Zinc is frequently employed in the synthesis of InP quantum dots (QDs) to enhance the photoluminescence efficiency of the resulting InZnP alloy nanostructures. The precise function of Zn within the structure and the mechanism by which it enhances the optoelectronic properties of QDs remain the subject of ongoing research. The addition of zinc promotes the formation of InZnP alloy nanocrystals, which exhibit a wider bandgap energy compared to InP. By using X-ray absorption spectroscopy, we demonstrate that this alloy displays a notable zinc-rich surface layer, enabling a smoother lattice parameter transition at the interface between the InZnP core and the ZnS shell. This transition facilitates the growth of the ZnS shell. Compared to InP cores, the InZnP alloy structure mitigates the presence of InP defect states, resulting in a substantial enhancement in the quantum yield (QY) of InZnP/ZnS QDs.
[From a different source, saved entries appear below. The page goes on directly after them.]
PR #112, opened 2025-05-11
Fix `Base.show` methods and add corresponding test suite

### LINKED ISSUE #110: Display of SScaledOperator containing SAddOperator
When playing around with making linear combinations of operators I've run into some confusing output.

```
@op A; @op B
C = 2*(A+B)
```
outputs to the REPL

>     2A+B 

After investigating the object C, I can see that the new operator is correct 'under the hood,' it is just improperly displayed. It would be good to see parenthesis on the output, my first guess would be this is every time there is a SScaledOperator where the obj field contains an SAddOperator.

apkille:
Fixes #110 and also the following display for the application of tensor products of operators onto tensor products of bras:
```
julia> (b₁ ⊗ b₂) * (A ⊗ B) # before
(⟨b₁|⟨b₂|)(A⊗B)

julia> (b₁ ⊗ b₂) * (A ⊗ B) # after
⟨b₁|⟨b₂|(A⊗B)
```
Adds a test suite to systematically test/track `Base.show` methods, in addition to the doc tests currently in place.

### DIFF
--- a/CHANGELOG.md
+++ b/CHANGELOG.md
@@ -1,5 +1,10 @@
 # News
 
+## v0.4.10 - 2025-05-11
+
+- Polish `Base.show` methods for application products and scaled quantum objects.
+- Add test suite for `Base.show` methods of quantum symbolic types.
+
 ## v0.4.9 - 2025-04-23
 
 - `Base.zero` implemented for quantum symbolic objects.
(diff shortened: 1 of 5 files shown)


Krastanov:
Thanks! Looks good, please update the changelog and merge (and feel free to make a new release).

The downgrade failure is because older version of julia do not print QuantumOptics objects well. The nightly seems unrelated.

PR #113, opened 2025-05-11
Add new symbolic bosonic operators and states

apkille:
I will add `express` functionalities for QuantumOptics and Gabs in separate PRs to make review easier. [This review paper](https://journals.aps.org/rmp/pdf/10.1103/RevModPhys.84.621) is a good quick reference for the quantum objects implemented here.

One thing to note: I would like to add symbolic position and momentum operators in the future. With the way the internals of QSymbolics are currently defined, this would require having support for `PositionBasis` and `MomentumBasis` types in QOBase.jl (https://github.com/qojulia/QuantumOpticsBase.jl/blob/c9c24f96ed9b79a2cb2eeeeb6fc497defedea6a5/src/particle.jl#L6-L63). I suppose we could migrate `ParticleBasis` subtypes into QuantumInterface.jl so that they could be used here? Would that be easy to do? Linking this issue https://github.com/qojulia/QuantumInterface.jl/issues/33.


src/QSymbolicsBase/predefined_fock.jl
```diff
@@ -26,6 +26,21 @@ end
...
 
+"""Two-mode squeezed vacuum state, or EPR state, in defined Fock basis."""
+@withmetadata struct EPRState <: SpecialKet
+    z::Number
+    basis::CompositeBasis
+    function EPRState(z::Number, basis::CompositeBasis)
+        bases = basis.bases
+        length(bases) == 2 && all(x -> x isa FockBasis, bases) || 
+                throw(ArgumentError(lazy"The underlying basis for an EPR state must be a
+                                        tensor product of two bases for single-mode quantum systems."))
```
Krastanov, line 37: This might need to be a single line. Otherwise it prints a bit weird

image

src/QSymbolicsBase/predefined_fock.jl
```diff
@@ -26,6 +26,21 @@ end
 SqueezedState(z::Number) = SqueezedState(z, inf_fock_basis)
 symbollabel(x::SqueezedState) = "0,$(x.z)"
 
+"""Two-mode squeezed vacuum state, or EPR state, in defined Fock basis."""
+@withmetadata struct EPRState <: SpecialKet
```
Krastanov, line 30: `EPR` might be confused with a qubit Bell pair. How about `TwoSqueezeState` or `CVBellPair` or something like that.

src/QSymbolicsBase/predefined_fock.jl
```diff
@@ -26,6 +26,21 @@ end
...
+    basis::CompositeBasis
+    function EPRState(z::Number, basis::CompositeBasis)
+        bases = basis.bases
+        length(bases) == 2 && all(x -> x isa FockBasis, bases) || 
+                throw(ArgumentError(lazy"The underlying basis for an EPR state must be a
+                                        tensor product of two bases for single-mode quantum systems."))
+        return new(z, basis)
+    end
+end
+EPRState(z::Number) = EPRState(z, inf_fock_basis^2)
```
Krastanov, line 41: I am only now noticing, but `SpecialKet` might be a bit of a broken implementation. This and other `SpecialKet` subtypes are marked as `isexpr()=false` while they are definitely expressions, not leaf nodes. No need to fix it in this PR, but this is an issue we should probably track.

src/QSymbolicsBase/predefined_fock.jl
```diff
@@ -161,4 +180,42 @@ julia> qsimplify(S*vac, rewriter=qsimplify_fock)
     basis::FockBasis
 end
 SqueezeOp(z::Number) = SqueezeOp(z, inf_fock_basis)
-symbollabel(x::SqueezeOp) = "S($(x.z))"
\ No newline at end of file
+symbollabel(x::SqueezeOp) = "S($(x.z))"
+
+"""Thermal bosonic state in defined Fock basis."""
+@withmetadata struct ThermalState <: AbstractSingleBosonOp
```
Krastanov, line 186: Similar to the question about EPRPair name, this can also lead to confusion. There are thermal states of qubits and other things. Maybe `CVThermalState` or `BosonicThermalState` or something else that conveys that information. Probably makes sense to sync the name with the one for EPRPair.

src/QSymbolicsBase/predefined_fock.jl
```diff
@@ -161,4 +180,42 @@ julia> qsimplify(S*vac, rewriter=qsimplify_fock)
...
+    photons::Int
```
Krastanov, line 187: This should probably be a real number. But what if someone wants a symbolic one?

src/QSymbolicsBase/predefined_fock.jl
```diff
@@ -161,4 +180,42 @@ julia> qsimplify(S*vac, rewriter=qsimplify_fock)
...
+    basis::FockBasis
```
Krastanov, line 188: another issue that I am only now noticing that should be fixed in the rest of these operators and states is that `basis` should not be a slot in the struct. Only one single basis makes sense here, `inf_fock_basis`. We should be defining the `basis` method, not adding a basis slot. We should track this issue.

src/QSymbolicsBase/predefined_fock.jl
```diff
@@ -161,4 +180,42 @@ julia> qsimplify(S*vac, rewriter=qsimplify_fock)
...
+
+"""Two-mode squeezing operator in defined Fock basis."""
+@withmetadata struct TwoSqueezeOp <: AbstractTwoBosonOp
+    z::Number
+    basis::CompositeBasis
+    function TwoSqueezeOp(z::Number, basis::CompositeBasis)
+        bases = basis.bases
+        length(bases) == 2 && all(x -> x isa FockBasis, bases) || 
+                throw(ArgumentError(lazy"The underlying basis for a two-mode squeeze operator must be a
+                                        tensor product of two bases for single-mode quantum systems."))
```
Krastanov, line 201: same issue with printing due to the new line

src/QSymbolicsBase/predefined_fock.jl
```diff
@@ -161,4 +180,42 @@ julia> qsimplify(S*vac, rewriter=qsimplify_fock)
...
+
+"""Two-mode beamsplitter operator in defined Fock basis."""
+@withmetadata struct BeamSplitterOp <: AbstractTwoBosonOp
+    transmit::Number
+    basis::CompositeBasis
+    function BeamSplitterOp(transmit::Number, basis::CompositeBasis)
+        bases = basis.bases
+        length(bases) == 2 && all(x -> x isa FockBasis, bases) || 
+                throw(ArgumentError(lazy"The underlying basis for a beam splitter operator must be a
+                                        tensor product of two bases for single-mode quantum systems."))
```
Krastanov, line 216: same issue with printing

src/QSymbolicsBase/rules.jl
```diff
@@ -11,7 +11,7 @@ function hasscalings(xs)
     end
 end
 _isa(T) = x->isa(x,T)
-_isequal(obj) = x->(x==obj)
+_isequal(obj) = x->isequal(x, obj)
```
Krastanov, line 14: Why not just `isequal(obj)` -- it provides currying by default?

src/QSymbolicsBase/predefined_fock.jl
Krastanov: as with the previous one, no need to fix it in this PR, but we should track it

Krastanov (changes requested):
Thanks! A few comments below:

- I noticed two separate pre-existing problems with the `predefined_fock` stuff. No need to fix them here, but could you make an issue for each to track them?
- Some questions about how things are printed, how things are named, and a few type constraints.

Krastanov:
migrating ParticleBasis makes sense to me

src/QSymbolicsBase/rules.jl
apkille: I'm not sure if I'm following. Currying isn't supported in Julia, right?

apkille: Wow, this is quite the issue it seems: https://github.com/JuliaLang/julia/pull/24990. I've never seen a Github issue for Julia with that much activity before 😄

Krastanov: Indeed, but some functions have manually defined curried methods. `isequal(a)(b)` computes `isequal(a, b)`. and `==(a)(b)` computes `a==b`.

Krastanov: Yeah, that issue is frequently called "the issue that shall not be named" or "the issue that the dev team does not want to touch even with a 10ft pole". At this point it should probably just get closed. There are currying macros that are pretty ok -- it does not need to be in the base language (but maybe a base library would be nice).

apkille:
@krastanov let me know when this looks good to merge.

apkille:
@Krastanov ping.

Krastanov (approved):
Sorry for the lateness on reviewing this. If the changes I made in the last commit make sense and are fine with you, and if the tests pass, feel free to merge.

Issue #116, opened 2025-05-18
Conversion from symbolic object to numeric objects from the QuantumToolbox.jl library (by implementing a backend for the `express` API)


Krastanov:
One of the main value-adds of QuantumSymbolics.jl is to enable converting symbolic expressions into the appropriate numerical representation for use with a variety of simulators. We have such capabilities withe respect to a few simulators now, e.g. converting the symbolic `Z1` into either a Ket (from `QuantumOptics.jl`) or a Stabilizer tableau (from `QuantumClifford.jl`). Here is an example:

```
julia> using QuantumSavory, QuantumOpticsBase, QuantumClifford

julia> express(X1, QuantumOpticsRepr())
Ket(dim=2)
  basis: Spin(1/2)
 0.7071067811865475 + 0.0im
 0.7071067811865475 + 0.0im

julia> express(X1, CliffordRepr())
𝒟ℯ𝓈𝓉𝒶𝒷
+ Z
𝒮𝓉𝒶𝒷
+ X
```

### This bounty is on introducing symbolic-to-numeric conversion capabilities for the `QuantumToolbox.jl` library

Additionally, our investigation highlights the substantial impact of various zinc halide precursors on the optical properties of the QDs. Specifically, QDs with a core structure synthesized using highly reactive zinc chloride, exhibited increased Zn–O bonds, effectively reducing the inherent surface defects in InP QDs. This enhancement in optical characteristics, observed after the subsequent shell coating, highlights the essential role of precursor selection in determining the optical characteristics of QDs. Overall, these findings emphasize the crucial role of zinc and the selection of precursors in the synthesis process, opening up new avenues for more refined and efficient approaches in the production and application of InP-based QDs.